Hacker News new | ask | show | jobs
by brunorsini 1089 days ago
"There is nothing, I repeat nothing, more intimidating than an empty text box staring you in the face."

Talk about a hyperbolic opening line.

Is it really that intimidating to have an empty text box on Whatsapp or your favorite SMS app? No, as you expect to have an appropriate response coming from the other side, pretty much regardless of what your input is.

As a frequent user of ChatGPT, I've come to expect the same in there. And it works great, without me having to study any "prompt engineering". In fact, as it gets updated, I get frustrated less and less often — unlike my experience using Bard, which can be better for a few tasks but often returns opaque errors that do feel frustrating. The solution here is clearly for the model to improve, and one doesn't even need a leap of faith — just look at what OpenAI is already delivering!

Talking to a competent LLM is nothing like talking to bash or dos. I also get frustrated when I sometimes have to ask for the same thing in a slightly different way... but that's still almost always faster than searching for the right button or submenu in most creation-oriented software. Whoever is waiting for Word or Google Docs to add a "write this in business-formal email tone" dropdown menu to the UI clearly hasn't grokked the true shift we're about to go through in computing.

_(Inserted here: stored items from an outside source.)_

PR #184, opened 2023-12-21
When creating new topic entity data from an entity list, if the same …

azurebrd:
…term is input by curators multiple times, subsequent times return 'duplicate' in grey instead of the curie it maps to

### DIFF
--- a/src/App.css
+++ b/src/App.css
@@ -229,6 +229,10 @@
   background-color: var(--light-red);
 }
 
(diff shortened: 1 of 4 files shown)


valearna (approved):
I tested it locally and checked the code and everything looks great, thanks @azurebrd!

azurebrd:
Thanks @valearna !

PR #185, opened 2023-12-22
reverse priority in case of someone not being logged on having access…

azurebrd:
…Level be No, but the file being open access true, which was creating links for download, which could not be downloaded


valearna (approved):
Thanks @azurebrd!

azurebrd:
Thanks @valearna !

PR #192, opened 2024-01-12
SCRUM-3386 Removing Whitespace from searches

pjhale:
Search now trims whitespace from both ends before sending to ES.  This prevents weird behavior that happens with wildcards.  Also changed so that ES always gets the search string after the translation of AND's and OR's.


valearna (approved):
Thanks @pjhale!

PR #193, opened 2024-01-17
Adding code to topic/entity UI to check and display the existing tags (for case 1 + 5) 

sweng66:


azurebrd (approved):
Thanks @sweng66 !  (Neat, hadn't seen Promise resolve reject like that before)

PR #198, opened 2024-01-29
fixed the total tag count bug when deleting a tag

sweng66:
… tag count will be refreshed automatically


valearna (approved):
Thanks @sweng66 !

sweng66:
Thanks @valearna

Incidentally, I am often using ChatGPT to help me do more advanced / rarely used tasks in software from Avid Pro Tools to Adobe Premiere. And I can't remember a single time when doing this was slower or more frustrating than reaching out to either Google or the software's own "help" section.

Of course we'll have more input options. It makes tons of sense for things like image or video generation. I bet the models will also soon be outputting more and more "interactive elements" that will aid in refining results. But I have a feeling the opening text box (or, better yet, the open ears of a friendly audio assistant) is here to stay.

3 comments

> or, better yet, the open ears of a friendly audio assistant

It’s interesting you mention this. I’ve been wondering this for a while now - there have been made leaps recently in LLMs, speech synthesis and speech recognition. There are sophisticated language models, computer voices that are hard to distinguish from real humans, and software that can reliably understand even the worst recording of someone speaking. Yet still, those three components have not yet been integrated in a next generation Alexa yet. But why? It doesn’t even sound particularly complicated (on the scale of all the prior art necessary).

It makes it seem creepy and hides that it’s a robot. The limitations are easier to understand when someone knows it isn’t a human.
BingChat already takes voice input and gives voice replies, but still requires the push of a button in the UI to start, it still can't run as a voice assistant in the background.
Principal–agent problem! Previous generation assistants have been frozen in time by managerial capitalism. This is evident in literally all the incumbents that matter in the western world: Google, Amazon, Apple, Microsoft and Samsung.

It took founder-led OpenAI to kick everyone in the butt. Thankfully the wheels are moving again to get to what you're describing, an inevitability in the very near future.

Who are the principal and the agent here?
Sam Altman is the principal. The agents are MAMAA middle managers, who are often also smart (though I'm clearly biased here, having been one of those in my previous life) but highly incentivized to be obedient and risk-averse.
> Is it really that intimidating to have an empty text box on Whatsapp or your favorite SMS app? No, as you expect to have an appropriate response coming from the other side, pretty much regardless of what your input is.

Yes, very much yes - sure, I can expect to get an appropriate response, but that doesn't change the fact I don't know what to write about to start the conversation. Empty text box does indeed scare me - if I want to write something, but have no good idea what to write (or more than couple competing ideas that feel equivalent), my mind simply goes blank.

Yes, this applies to ChatGPT too. There's million of things I want to bounce off GPT-4. But when I have the time, none of those things come to mind.

Surely the author and I are not the only ones in this. There's a reason the "fear of empty page" is a term amongst writers. There's a reason you may occasionally hear of the "fear of empty text editor" in context of programming.

Of course, if I know what I want, then it's all fine - except, I find myself constantly constrained by my own typing speed. Doubly so now, with the recently improved response time of OpenAI's GPT endpoints.

Do you go to google.com when you have nothing to search for?

When you do, does the current opening UI feel that inadequate?

There's a simple reason they haven't added tons of UI elements for things like advanced search operators: the vast majority of the queries and the vast majority of users simply don't need them to get what they want from the tool.

FWIW, they have no reliable way of measuring what "vast majority of users" "want from the tool", or when they get it. Users navigating to one of the search results and abandoning the search may mean they found what they want - or it may just mean they gave up.
"There is nothing, I repeat nothing, more intimidating than your blind date across the table staring you in the face."